# TASK
From the first line to the last, reproduce the records exactly as they appear below.

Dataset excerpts
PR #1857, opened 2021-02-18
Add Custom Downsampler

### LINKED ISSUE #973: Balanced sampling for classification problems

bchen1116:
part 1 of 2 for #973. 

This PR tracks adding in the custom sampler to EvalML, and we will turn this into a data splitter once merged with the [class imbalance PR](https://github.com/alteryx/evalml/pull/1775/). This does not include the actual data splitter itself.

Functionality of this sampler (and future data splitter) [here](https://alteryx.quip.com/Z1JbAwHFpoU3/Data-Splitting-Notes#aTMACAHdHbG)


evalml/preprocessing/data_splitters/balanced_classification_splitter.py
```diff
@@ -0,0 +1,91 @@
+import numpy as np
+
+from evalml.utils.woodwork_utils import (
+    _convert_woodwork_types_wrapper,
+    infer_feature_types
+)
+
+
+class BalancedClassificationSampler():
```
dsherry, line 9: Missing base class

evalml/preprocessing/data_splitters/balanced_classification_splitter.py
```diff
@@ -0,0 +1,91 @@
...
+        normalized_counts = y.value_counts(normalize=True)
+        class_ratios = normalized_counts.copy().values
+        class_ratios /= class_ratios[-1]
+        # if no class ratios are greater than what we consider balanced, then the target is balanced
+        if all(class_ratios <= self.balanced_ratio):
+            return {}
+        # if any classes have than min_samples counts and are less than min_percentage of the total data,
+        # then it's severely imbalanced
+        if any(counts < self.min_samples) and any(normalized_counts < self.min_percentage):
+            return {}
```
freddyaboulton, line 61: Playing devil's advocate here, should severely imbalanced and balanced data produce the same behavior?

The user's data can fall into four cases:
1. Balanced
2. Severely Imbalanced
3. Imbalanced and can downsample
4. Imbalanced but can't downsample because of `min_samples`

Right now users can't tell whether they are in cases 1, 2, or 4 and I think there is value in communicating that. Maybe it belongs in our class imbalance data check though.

# SOLUTION TO THIS EXERCISE
PR #1857, opened 2021-02-18
Add Custom Downsampler

### LINKED ISSUE #973: Balanced sampling for classification problems

bchen1116:
part 1 of 2 for #973. 

This PR tracks adding in the custom sampler to EvalML, and we will turn this into a data splitter once merged with the [class imbalance PR](https://github.com/alteryx/evalml/pull/1775/). This does not include the actual data splitter itself.

Functionality of this sampler (and future data splitter) [here](https://alteryx.quip.com/Z1JbAwHFpoU3/Data-Splitting-Notes#aTMACAHdHbG)


evalml/preprocessing/data_splitters/balanced_classification_splitter.py
```diff
@@ -0,0 +1,91 @@
+import numpy as np
+
+from evalml.utils.woodwork_utils import (
+    _convert_woodwork_types_wrapper,
+    infer_feature_types
+)
+
+
+class BalancedClassificationSampler():
```
dsherry, line 9: Missing base class

evalml/preprocessing/data_splitters/balanced_classification_splitter.py
```diff
@@ -0,0 +1,91 @@
...
+        normalized_counts = y.value_counts(normalize=True)
+        class_ratios = normalized_counts.copy().values
+        class_ratios /= class_ratios[-1]
+        # if no class ratios are greater than what we consider balanced, then the target is balanced
+        if all(class_ratios <= self.balanced_ratio):
+            return {}
+        # if any classes have than min_samples counts and are less than min_percentage of the total data,
+        # then it's severely imbalanced
+        if any(counts < self.min_samples) and any(normalized_counts < self.min_percentage):
+            return {}
```
freddyaboulton, line 61: Playing devil's advocate here, should severely imbalanced and balanced data produce the same behavior?

The user's data can fall into four cases:
1. Balanced
2. Severely Imbalanced
3. Imbalanced and can downsample
4. Imbalanced but can't downsample because of `min_samples`

Right now users can't tell whether they are in cases 1, 2, or 4 and I think there is value in communicating that. Maybe it belongs in our class imbalance data check though.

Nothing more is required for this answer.